The film also received two nominations at the 21st Saturn Awards: Best Science Fiction Film and Best Supporting Actor (a posthumous nomination for Raul Julia).

==Other media==
===Comic book===
A one-shot comic book adaptation of the film, titled Street Fighter: The Battle for Shadaloo, was published by DC Comics in 1995. The comic was drawn by Nick J. Napolitano and written by Mike McAvennie. A Japanese one-shot manga adaptation by Takayuki Sakai was also published in the June 1995 issue of CoroCoro Comics Special.

===Video games===
Two video games based on the film were produced. The first was a coin-operated arcade game titled Street Fighter: The Movie, produced by American developer Incredible Technologies and distributed by Capcom. The second was a home video game developed by Capcom also titled Street Fighter: The Movie, released for the PlayStation and Sega Saturn.
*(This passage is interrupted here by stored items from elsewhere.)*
PR #2065, opened 2025-02-17
Make poll() the default

falbrechtskirchinger:
`poll()` is available on:
  - AIX
  - FreeBSD
  - Genode
  - Haiku
  - HP-UX
  - Illumos/Solaris
  - ***Linux***
  - MINIX 3
  - ***MacOSX***
  - OpenBSD
  - Plan 9
  - QNX
  - RTEMS
  - VxWorks
  - ***Windows***
  - Zephyr
  - z/OS USS

`poll()` is not available on:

Despite sharing the same title, neither game is a port of the other, although they both used the same digitized footage of the film's cast posing as the characters in each game. Capcom also announced that an "enhanced port" was being created for the Sega 32X by their newly formed USA research and development department. This version was never released.

==Franchise==
===Cancelled sequel===
By 2003, plans were being made for a sequel, Street Fighter II. Rumored cast members included Van Damme, Dolph Lundgren and Holly Valance. The project never materialized.

===Television series===

Many plot elements of the film, such as Blanka/Charlie's identity, Chun Li's role as a journalist reporter, Ryu & Ken's roles as con-artists, Dhalsim's role as a scientist, Zangief's role as Bison's muscle and Sagat's role as a crime boss were reused in the American-produced 1995 Street Fighter animated series, which combined story aspects of the film with those in the games such as Super Street Fighter II Turbo, Street Fighter Alpha 2 and Final Fight. Both Dan Hibiki and Gen were the only street fighters to be cut out of the show.

===Spin-off===

In 2009, 20th Century Fox released Street Fighter: The Legend of Chun-Li, to worse reception than the original.

===Web series===

In 2014, Street Fighter: Assassin's Fist was released in both television series and movie format to YouTube, focusing on Ryu (Mike Moh) and Ken Masters (Christian Howard)'s training under Gouken (Akira Koieyama), as well as Gouken's troubled relationship with his brother Akuma (Gaku Space) over the Dark Hadou. The series was met with widespread acclaim.

===Reboot===

On April 3, 2023, it was reported that Legendary Entertainment had acquired the film rights to the Street Fighter games and had begun work on a new live-action film. Originally set for release on March 20, 2026, by Sony Pictures Releasing, the film was removed from the release schedule and delayed indefinitely in March 2025. In September 2025, it was given a new date of October 16, 2026, with Paramount Pictures taking over as distributor following the closure of a new agreement with Legendary.